PR #20810, opened 2026-08-11
Keep the 📋 Triaged section's <details> wrapper

CamSoper:
The 📋 Triaged verifier findings section is meant to render collapsed, behind a summary line that tells a reader what it *is* — findings the reviewer checked and concluded were verifier noise, not things to act on:

```markdown
### 📋 Triaged verifier findings

<details>
<summary><em>I double-checked these and realized they weren't real findings — click to expand</em></summary>
…
</details>
```

`compose-review.py:render_triaged` always emits that. The **editorial pass** then swaps the `_No triaged findings._` placeholder for the real `**Spurious:**` / `**Mis-sourced:**` bullets — and can take the wrapper out with it. The section then renders expanded and unexplained, so triaged **non**-findings sit open on the page looking exactly like the real findings above them. That's the opposite of what the triage was for.

## Why nothing caught it

- **No rule.** `validate-pinned.py` had nothing covering the wrapper — it only counted the bullets.
- **`splicer.py`'s canonical block only lands when the section is missing *entirely*** (via `mandatory-h3-order`), not when it's present-but-unwrapped.
- **`strip-empty-triaged.py`** keys on the `_No triaged findings._` placeholder — the exact thing the editorial pass had just removed.

Found on pulumi/docs#20781, which has rendered that way since its first review on 2026-08-09.

## The fix

`triaged-details-wrapper` (schema v20) plus a surgical splicer, so the composer lane repairs it before publish instead of soft-flooring.

**The splice is purely additive.** It rebuilds the wrapper around the bullets and never reflows, reorders, or drops any of them — including the struck-through "this triage was wrong" form that isn't a bucket bullet. The triage prose is the valuable part; only the furniture was missing. It defers to the fallback lane if a `<details>` is already open in the section, because a partial wrapper is ambiguous and guessing would be worse than not fixing.

**The rule fires only when the section exists *and* has bullets.** 📋 is optional and absent from `MANDATORY_H3_SECTIONS`, and an empty one is `strip-empty-triaged.py`'s business. A false positive here would soft-floor a good review over cosmetics — worse than the defect.

## Verification

| check | result |
| :--- | :--- |
| New rule tests | 8/8 |
| Splicer tests | 25/25 |
| Full docs-review suite | 183 passed |
| **40 real published reviews** | 0 flagged, 27 correctly wrapped, 13 no such section |
| **Full validator vs `origin/master` on those 40** | byte-identical exit codes, 40/40 |
| Real defective body (#20781) | flagged → spliced → 0 remaining, 0 content lost |
| Workflow chain replicated at the CLI | validate → fix-me JSON → splicer → re-validate, emoji `line_ref` survives the JSON round-trip |

### Fork smoke test (CamSoper/pulumi.docs#235)

1. **Normal composer run** — review published, validator `rc=0`, no 📋 section (nothing was triaged, so `strip-empty-triaged.py` correctly removed the placeholder). No regression.
2. **Fault-injected run** — a fork-only prompt instruction forced an unwrapped section with two `**Spurious:**` bullets. Job log:

   ```
   splicer.py: applied surgical fixes for rule(s): triaged-details-wrapper
   ```

   Published body: wrapper present, both bullets preserved, `<details>` balanced, validator `rc=0`.

`cam-fork/master` has been reset to the incumbent.

## One note on how rare this is

I first measured it as 2 of 28 published reviews. That was wrong, and the second "case" is instructive: pulumi/docs#19777 is a docs-review meta PR whose own findings *quote* the review format, so a substring search for the heading matched in a body that has no such section. `find_section` requires a real column-0 H3. The real rate is **1 of 28**, and there's a regression test for exactly that trap.

### DIFF
--- a/.claude/commands/docs-review/scripts/splicer.py
+++ b/.claude/commands/docs-review/scripts/splicer.py
@@ -88,6 +88,7 @@ EMPTY_FORMS = {
 # bucket-bullet prefix prepends run last so trail records are stable.
 APPLY_ORDER = [
     "mandatory-h3-order",
+    "triaged-details-wrapper",
     "internal-link-existence",
     "shortcode-existence",
     "verified-claims-trail-faithful",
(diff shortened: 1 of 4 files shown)


CamSoper:
@claude #update-review

Both findings fixed in `f379a5f`.

**🚨 [L621] — the three splicer tests never ran.** Correct, and it was worse than a missing registration: they were appended *after* the `if __name__ == "__main__"` guard, so `main()` executed before their definitions were bound. The standalone runner reported the same count as before the PR. Moved the definitions above the `TESTS` list and registered them — standalone and pytest now both report 29 (was 25 vs 28).

**⚠️ [L359] — the guard was one-sided.** Also correct, and this is the one I'd have most regretted shipping. Guarding only on the opening tag meant a section with an orphan `</details>` took the wrap path and produced a block that closes early, leaves the trailing bullets expanded, and then *passes* re-validation because a wrapper and a summary are both present. Silent corruption is strictly worse than the cosmetic defect the rule exists to catch, and it's the opposite of the deferral posture the docstring claims. Widened to `startswith(("<details>", "</details>"))` as suggested, plus the fourth test — which also asserts the body comes back byte-identical when it defers, since "doesn't corrupt" is the property that matters there.

I left `check_triaged_details_wrapper` alone deliberately. It correctly raises on that orphan case already (no opening tag ⇒ violation), so the malformed body still gets flagged and now routes to the model lane instead of the splicer. Adding balance-checking to the validator would widen its false-positive surface on an optional section for no gain.

Re-verified: 184 tests pass, 0 of 40 real published reviews flagged, and #20781 still repairs to 3 bullets with the wrapper restored.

──────

**Exercise:**
All lines above from the one holding "Published body: wrapper" to the one holding "Both findings fixed", inclusive, are to be copied exactly; no other line is wanted.

**Result:**
   Published body: wrapper present, both bullets preserved, `<details>` balanced, validator `rc=0`.

`cam-fork/master` has been reset to the incumbent.

## One note on how rare this is

I first measured it as 2 of 28 published reviews. That was wrong, and the second "case" is instructive: pulumi/docs#19777 is a docs-review meta PR whose own findings *quote* the review format, so a substring search for the heading matched in a body that has no such section. `find_section` requires a real column-0 H3. The real rate is **1 of 28**, and there's a regression test for exactly that trap.

### DIFF
--- a/.claude/commands/docs-review/scripts/splicer.py
+++ b/.claude/commands/docs-review/scripts/splicer.py
@@ -88,6 +88,7 @@ EMPTY_FORMS = {
 # bucket-bullet prefix prepends run last so trail records are stable.
 APPLY_ORDER = [
     "mandatory-h3-order",
+    "triaged-details-wrapper",
     "internal-link-existence",
     "shortcode-existence",
     "verified-claims-trail-faithful",
(diff shortened: 1 of 4 files shown)


CamSoper:
@claude #update-review

Both findings fixed in `f379a5f`.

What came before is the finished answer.